### Brief
Beginning at the line that contains "been implemented and", return every remaining line of the data below exactly; return nothing before it.

### Provided material

Issue #1123, opened 2015-10-24
Implement flags to control: security parameters in general, ciphersuites in particular, and autoupdating of those things


pde:
At the moment, we tweak ciphersuites during `install` but not afterwards.  Arguably the renewal script, when it runs on a daily basis, should check for changes to best practices and auto deploy them.

Users should be able to control several aspects of this:
- Do they get ciphersuites optimised for compatibility, for security, a tradeoff betewen those, or in accordance with a specific project's recommendations (Mozilla/Bulletproof TLS/etc)
- Do they get other security features optimised for compatibility, for security, or a tradeoff?
- Are changes to these things automatically applied after a client update, or only at manual sys admin request?

I believe the default for each of these things should be tradeoff, tradeoff, and automatic.  And those defaults should be documented.

pde:
We do need some level of notification to the user that automation is the default.  I think the right place to do that is in a post-execution note, probably the same one that tells them that autorenewal is active.

pde:
See also #624.

rugk:
See also the thread about this in the LE community: [Does the LE client (automatically) update the TLS config/cipher list if a vulnerability is found?](https://community.letsencrypt.org/t/does-the-le-client-automatically-update-the-tls-config-cipher-list-if-a-vulnerability-is-found/1981)

schoen:
According to my PR #1261 we should have 3 options at launch (`mozilla-secure`, `mozilla-intermediate` [default], and `mozilla-old`) with respect to the ciphersuites, and we should check periodically whether the strings in our code are up-to-date with Mozilla's recommendations. People can also lobby us to add other ciphersuite setting strings if they can make a case that there is a reasonably large population that would use them.

jvehent:
@schoen: Would it help if we provided the mozilla recommendations in JSON format published at a stable location? We're talked about it a few times, and letsencrypt would be a strong enough incentive to act on it :)

pde:
@jvehent If the JSON format mapped to Nginx / Apache configuration options, I think that would be quite useful.  We could then land a unit test to ensure that what we have matches what Mozilla currently publishes.

pde:
When closing this ticket, read #1401.

jvehent:
As a follow-up, v4 of the Mozilla guidelines is now available in JSON format: https://statics.tls.security.mozilla.org/server-side-tls-conf-4.0.json

[...]

PR #1261, opened 2015-10-31
Ciphers

### LINKED ISSUE #555: Review all cryptographic algorithm and parameter defaults
There are many places where the Let's Encrypt client will generate cryptographic keys or parameters, or set or use cryptographic parameter or algorithm defaults (including defining key sizes and ciphersuite defaults for servers in which we enable TLS!).

We need a thorough review of whether all of our choices are good, not least because they may become the TLS configuration defaults for millions of Internet servers.

I started a page to collect references to what other people have had to say about ciphersuites at

https://github.com/letsencrypt/letsencrypt/wiki/Ciphersuite-guidance

That mostly doesn't include information about choices for other kinds of parameter and keylength options, but in a few places it does (and maybe we can put more of that kind of material in there).

Cc @jhalderm.

schoen:
Fixes #555 (in terms of providing and documenting a course of action, not implementing it!).

The theory is that we have decided to track Mozilla's ciphersuite recommendations, which Mozilla has extensively considered for web client compatibility issues and continues to update. We are also open to providing options to track other sources of recommendations, recognizing that different sites have different needs. This patch documents the issues involved in general terms and sets out what we have decided to do. As @pde described, we still need to actually implement these things, which is tracked at #1123.

### DIFF
--- a/docs/ciphers.rst
+++ b/docs/ciphers.rst
@@ -192,6 +192,20 @@ or
 
 to disable automatic configuration updates. These features have not yet
 been implemented and this syntax may change then they are implemented.
-The status of this feature is tracked as issue #1123 in our bug tracker.
+
+
+TODO
+----
+
+The status of this feature is tracked as part of issue #1123 in our
+bug tracker.
 
 https://github.com/letsencrypt/letsencrypt/issues/1123
+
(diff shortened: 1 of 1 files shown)


pde:
Great.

### Solution to the exercise
 been implemented and this syntax may change then they are implemented.
-The status of this feature is tracked as issue #1123 in our bug tracker.
+
+
+TODO
+----
+
+The status of this feature is tracked as part of issue #1123 in our
+bug tracker.
 
 https://github.com/letsencrypt/letsencrypt/issues/1123
+
(diff shortened: 1 of 1 files shown)


pde:
Great.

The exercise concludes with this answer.